Genetic Mutations: PTEN hamartoma tumor syndrome is caused by genetic mutations, also known as pathogenic variants. Genetic mutations can be hereditary, when parents pass them down to their children, or they may occur randomly when cells are dividing. Genetic mutations may also result from contracted viruses, environmental factors, such as UV radiation from sunlight exposure, or a combination of any of these.
If you suspect you may have this disease, you may want to start collecting your family health history. Information such as other family members who have had similar symptoms, when their/your symptoms first appeared, or exposures to any potential disease-causing environmental factors should be discussed with your medical team.
Can This Disease Be Passed Down From Parent to Child?
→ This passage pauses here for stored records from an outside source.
PR #32685, opened 2023-08-25
Boost: Improve ISA error UI

dilirity:
Fixes https://github.com/Automattic/boost-cloud/issues/352

## Proposed changes:

* Fix boost core util package not checking indexes returned from Boost Cloud when there's an error;
* Update error UI spacing;
* Add suggestion for the error UI.

### Before

CleanShot 2023-08-25 at 12 33 53

### After

CleanShot 2023-08-25 at 12 33 25

### Other information:

## Jetpack product discussion

n/a

no

### The easiest way to test this is with a modified Boost Developer plugin

- Setup this version of Boost (premium);
- Request a report to get the results UI to show up;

Yes. It is possible for a biological parent to pass down genetic mutations that cause or increase the chances of getting this disease to their child. This is known as inheritance. Knowing whether other family members have previously had this disease, also known as family health history, can be very important information for your medical team.
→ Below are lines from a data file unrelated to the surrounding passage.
PR #28913, opened 2023-02-13
E2E tests: better scoping

adimoldovan:
## Proposed changes:

Update e2e tests scoping to use jetpack cli dependencies command and run tests whenever any dependency of the specified target plugin changes.

- moved the target definition from `package.json` to `e2e-matrix.js` file for more control. You can now define a group of tests to run multiple times for different conditions.
- for monorepo changes there is one small group to run, just to validate the infrastructure didn't break
- for changes to files that have no tests assigned, test report and slack notifications jobs no longer run

### Other information:

- [ ] Have you written new tests for your changes, if applicable?
- [ ] Have you checked the E2E test CI results, and verified that your changes do not break them?
- [ ] Have you tested your changes on WordPress.com, if applicable (if so, you'll see a generated comment below with a script to run)?

## Jetpack product discussion
pd5faL-pt-p2#comment-308

## Does this pull request change what data or activity we track or use?
no

## Testing instructions:
* [see test run](https://github.com/Automattic/jetpack/actions/runs/4162842667/jobs/7202505998) for changes to monorepo
* [see test run](https://github.com/Automattic/jetpack/actions/runs/4162815533) for changes to files without tests assigned
* [see test run](https://github.com/Automattic/jetpack/actions/runs/4162613454/jobs/7202023879) for changes to only boost plugin

PR #32686, opened 2023-08-25
Jetpack Boost: Split and Parallelize Jetpack Boost Tests

pyronaur:
## Proposed changes:
- Split Boost tests into multiple directories (base, critical-css, modules)
- Run Jetpack Boost tests in parallel
- Updated file paths in test files to reflect new directory structure

### Other information:
N/A

## Jetpack product discussion
N/A

N/A

## Testing instructions:
- Run all Jetpack Boost tests


pyronaur:
@jeherve @anomiex 👋  I'll appreciate a thorough shaking on GitHub workflow files, my knowledge in GitHub workflows is limited.

I'll post a P2 post tomorrow with more details, but to summarize what I'm trying to achieve here:

We're seeing local tunnel timeouts quite often when running tests and the whole E2E test suite for boost takes up to 20 minutes sometimes, so if an E2E test fails, we have two choices - either yolo or run the test again, and possibly again and again.

So with this - I'm doing a couple things:

* Splitting up Jetpack Boost tests into multiple directories so that they can run in parallel
* Caching the build directory based on the last commit and project "group" so that multiple tests can share the same build (build once, then run multiple tests in parallel)
* If a test fails - we can now re-run only (hopefully) 1 out of 3 tests and it won't need to rebuild, so re-runs due to tunnel failures now take ~3-4 minutes instead of 10-20.


I'll appreciate any suggestions you might have. I think a lot more could be done here, perhaps even caching the whole testing environment in a docker image and only a couple of build files to optimize the build times even more, but for now - at least this fixes the immediate pain point for us.

.github/workflows/e2e-tests.yml
```diff
@@ -44,171 +44,220 @@ jobs:
...
     needs: create-test-matrix
-    timeout-minutes: 60
+    timeout-minutes: 30
+    concurrency:
+      group: e2e-build-${{ github.event_name }}-${{ github.sha }}-${{ github.event.action }}-${{ matrix.buildGroup }}
+      cancel-in-progress: true
     strategy:
       fail-fast: false
       matrix:
         include: ${{ fromJson( needs.create-test-matrix.outputs.matrix ) }}
```
anomiex: This doesn't work very well. You wind up spawning three different "E2E: Build jetpack-boost" jobs, then hoping that the `concurrency` above will kill two of them without wasting too many resources. Better to only spawn the jobs you need, which probably will mean you'll need multiple outputs from `create-test-matrix`.

.github/workflows/e2e-tests.yml
```diff
@@ -44,171 +44,220 @@ jobs:
...
-          echo "::group::Prepare build artefacts"
-          tar --xz -xf "$BUILD_DIR/jetpack-build/build.tar.xz" -C "$BUILD_DIR"
-          echo "::endgroup::"
-        fi
+      - name: Restore ${{ matrix.buildGroup }} build cache
+        id: jetpack-build-cache
+        uses: actions/cache/restore@v3
+        with:
+          path: .
+          key: ${{ matrix.buildGroup }}-${{ github.sha }}
```
anomiex, line 83: A cache for every sha may run into https://docs.github.com/en/actions/using-workflows/caching-dependencies-to-speed-up-workflows#usage-limits-and-eviction-policy, causing more useful caches to be ejected in favor of these.

OTOH, we may have enough cache churn that it doesn't really matter. I'm not sure. Looks like GitHub's own codeql action does the same thing.

.github/files/e2e-tests/e2e-matrix.js
```diff
@@ -8,62 +8,87 @@ const projects = [
 		testArgs: [ 'specs/connection', '--retries=1' ],
 		targets: [ 'plugins/jetpack' ],
 		suite: '',
+		buildGroup: 'jetpack-connection',
```
anomiex: Do we really need separate build groups for jetpack-connection, jetpack-pre-connection, jetpack-post-connection, jetpack-sync, and jetpack-blocks? Or can they all share one build like you're doing for jetpack-boost?

.github/workflows/e2e-tests.yml
```diff
@@ -44,171 +44,220 @@ jobs:
...
-        if [[ "${SUITE}" != atomic* && "${SUITE}" != vip ]]; then
-          echo "::group::Start docker environment"
-          pnpm run env:up
-          echo "::endgroup::"
+      - name: Save ${{ matrix.buildGroup }} build cache
+        if: steps.jetpack-build-cache.outputs.cache-hit != 'true'
+        id: jetpack-build-cache-save
+        uses: actions/cache/save@v3
+        with:
+          path: .
```
anomiex: Can we avoid caching the entire monorepo along with the built files? `actions/checkout` on line 111 below will already be checking it out again anyway.

Even better if we can also avoid caching all of `vendor/` and `node_modules/` everywhere too without too much loss in speed. The package managers' caches should already be cached in other keys, but they'd still need to be re-installed which would take some amount of time.

.github/workflows/e2e-tests.yml
```diff
@@ -44,171 +44,220 @@ jobs:
...
-      run: |
-        if [ "$GITHUB_EVENT_NAME" == workflow_run ]; then
-          echo "::group::Prepare build artefacts"
-          tar --xz -xf "$BUILD_DIR/jetpack-build/build.tar.xz" -C "$BUILD_DIR"
-          echo "::endgroup::"
-        fi
+      - name: Restore ${{ matrix.buildGroup }} build cache
+        id: jetpack-build-cache
+        uses: actions/cache/restore@v3
+        with:
```
anomiex, line 78: Use the `lookup-only` option mentioned at https://github.com/actions/cache/blob/main/restore/README.md?

.github/workflows/e2e-tests.yml
```diff
@@ -44,171 +44,220 @@ jobs:
...
+        id: jetpack-build-cache-save
+        uses: actions/cache/save@v3
+        with:
+          path: .
+          key: ${{ steps.jetpack-build-cache.outputs.cache-primary-key }}
+
+  e2e-tests:
+    name: "${{ matrix.project }} e2e tests"
+    runs-on: ubuntu-latest
+    if: ${{ always() }} &&  github.event.pull_request.head.repo.full_name == github.event.pull_request.base.repo.full_name
```
anomiex: Why use `always()` here? You probably don't want it to try to run if the build failed.

.github/workflows/e2e-tests.yml
```diff
@@ -44,171 +44,220 @@ jobs:
           MATRIX="$(node .github/files/e2e-tests/e2e-matrix.js)"
           echo "$MATRIX"
           echo "matrix=$MATRIX" >> "$GITHUB_OUTPUT"
-
-  e2e-tests:
-    name: "${{ matrix.project }} e2e tests"
+  build-projects:
```
anomiex, line 64: Just a little formatting
```suggestion

  build-projects:
```

.github/workflows/e2e-tests.yml
```diff
@@ -44,171 +44,220 @@ jobs:
...
+        id: jetpack-build-cache
+        uses: actions/cache/restore@v3
+        with:
+          path: .
+          key: ${{ matrix.buildGroup }}-${{ github.sha }}
+      - name: Checkout code
+        if: steps.jetpack-build-cache.outputs.cache-hit != 'true'
+        uses: actions/checkout@v3
 
-        if [ "$GITHUB_EVENT_NAME" == workflow_run ] || [ "$GITHUB_EVENT_NAME" == repository_dispatch ]; then
```
anomiex, line 106: You seem to have lost this condition on running the build. If either of these are true, the build is supposed to be fetched from elsewhere instead of being built here.

.github/workflows/e2e-tests.yml
```diff
@@ -44,171 +44,220 @@ jobs:
...
+
+      - name: Build projects
+        if: steps.jetpack-build-cache.outputs.cache-hit != 'true'
+        env:
+          COMPOSER_ROOT_VERSION: "dev-trunk"
+          BUILD_DIR: ./build-output
+          PROJECT_PATH: ${{ matrix.path }}
+          SUITE: ${{ matrix.suite }}
+        run: |
           if [[ "${SUITE}" != atomic* ]]; then
```
anomiex: There doesn't seem to be a whole lot of point in doing all the above steps if the build is going to be skipped because `"${SUITE}" != atomic*`

.github/workflows/e2e-tests.yml
```diff
@@ -44,171 +44,220 @@ jobs:
...
-    timeout-minutes: 60
+    timeout-minutes: 30
+    concurrency:
+      group: e2e-build-${{ github.event_name }}-${{ github.sha }}-${{ github.event.action }}-${{ matrix.buildGroup }}
+      cancel-in-progress: true
     strategy:
       fail-fast: false
       matrix:
         include: ${{ fromJson( needs.create-test-matrix.outputs.matrix ) }}
-    if: github.event.pull_request.head.repo.full_name == github.event.pull_request.base.repo.full_name
```
anomiex, line 57: You seem to have lost this condition on running the build. If this check doesn't pass, there's no point in building since the tests won't run anyway.

.github/workflows/e2e-tests.yml
```diff
@@ -44,171 +44,220 @@ jobs:
...
+          if [ "$GITHUB_EVENT_NAME" == workflow_run ] || [ "$GITHUB_EVENT_NAME" == repository_dispatch ]; then
+            echo "::group::Prepare build artefacts"
+            tar --xz -xf "$BUILD_DIR/jetpack-build/build.tar.xz" -C "$BUILD_DIR"
+            echo "::endgroup::"
+
+            echo "::group::Update volume mapping"
+            .github/files/e2e-tests/map-plugins-for-e2e-env.sh
+            echo "::endgroup::"
+          else
+            echo "Skipping build preparation; using pre-built artifacts."
```
anomiex: Re some of the above comments, if we _don't_ hit this line then `build-projects` having built was a waste of time.

It might even be worth checking for that and failing to force fixing of the wasted time.

jeherve:
@adimoldovan If you get the chance and have some bandwidth, do you think you could take a quick look at this?

Thank you!

.github/workflows/e2e-tests.yml
```diff
@@ -44,171 +44,220 @@ jobs:
...
+    needs: [ create-test-matrix, build-projects ]
+    timeout-minutes: 60
+    strategy:
+      fail-fast: false
+      matrix:
+        include: ${{ fromJson( needs.create-test-matrix.outputs.matrix ) }}
+    steps:
+      - uses: actions/checkout@v3
+      - name: Restore $${{ matrix.buildGroup }} build cache
+        id: jetpack-build-cache
```
anomiex, line 152: Should probably be an `if` here to only bother with this if we're in one of the cases where the build was needed.

.github/workflows/e2e-tests.yml
```diff
@@ -44,171 +44,220 @@ jobs:
...
+        with:
+          name: test-output-${{ matrix.project }}
+          path: ${{ matrix.path }}/output
 
   test-report:
     name: "Test report"
     runs-on: ubuntu-latest
-    if: ${{ success() || failure() }}
-    needs: [e2e-tests]
+    if: ${{ always() }}
```
anomiex: Using `success() || failure()` rather than `always()` here was intentional, see https://github.com/Automattic/jetpack/pull/28913#discussion_r1105079565

.github/workflows/e2e-tests.yml
```diff
@@ -240,12 +289,11 @@ jobs:
           repository: automattic/jetpack-e2e-reports
           event-type: ${{ steps.report-context.outputs.event_type }}
           client-payload: ${{ steps.report-context.outputs.client_payload }}
-
   slack-notification:
     name: "Slack notification"
     runs-on: ubuntu-latest
-    if: ${{ success() || failure() }}
-    needs: [e2e-tests]
+    if: ${{ always() }}
```
anomiex: Here too.

.github/workflows/e2e-tests.yml
pyronaur: I agree - this is a crude way of doing it. But it does at least put out a fire. From the tests I've done so far - all the concurrent jobs are immediately shut down, so not much resource waste here - just annoying two canceled jobs.

I'll appreciate help here if you've got time, alternatively, if we can tolerate this approach for now, I can find time to clean this up later.

.github/workflows/e2e-tests.yml
pyronaur: More useful caches are probably stored as artifacts, I can't speak for churn. Any suggestions?

.github/files/e2e-tests/e2e-matrix.js
pyronaur: I don't know - that's why I wanted you and @jeherve to have a look. I know that boost isn't going to have a cache conflict with itself. How might tests between jetpack-connections react, I don't know, so I kept it safe for now. Feel free to make edits ( or I can make them tomorrow ).

.github/workflows/e2e-tests.yml
pyronaur: I'm not sure about that. Build structure for all the various packages and plugins may differ, so isolating a specific pattern might not be that easy. 

Are you concerned with the cache size here?

.github/workflows/e2e-tests.yml
pyronaur: 👍

.github/workflows/e2e-tests.yml
pyronaur: I probably don't, but "skips" are considered failures - because of the concurrency statement above - the e2e-tests never start after the build is done without `always()`

.github/workflows/e2e-tests.yml
pyronaur: 👍  Will fix.

.github/workflows/e2e-tests.yml
pyronaur: 🤔  Good point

There are multiple ways, or patterns, a disease can be inherited depending on the gene(s) involved. Based on GARD’s current data, this disease can be inherited in the following pattern(s):
Autosomal Dominant: Autosomal means the gene involved is located on one of the numbered chromosomes. Dominant means that a child only needs to inherit one copy of the mutated gene, from either biological parent, to be affected by the disease.
People affected by an autosomal dominant disease have a 50% chance of passing on the mutated gene to their biological child.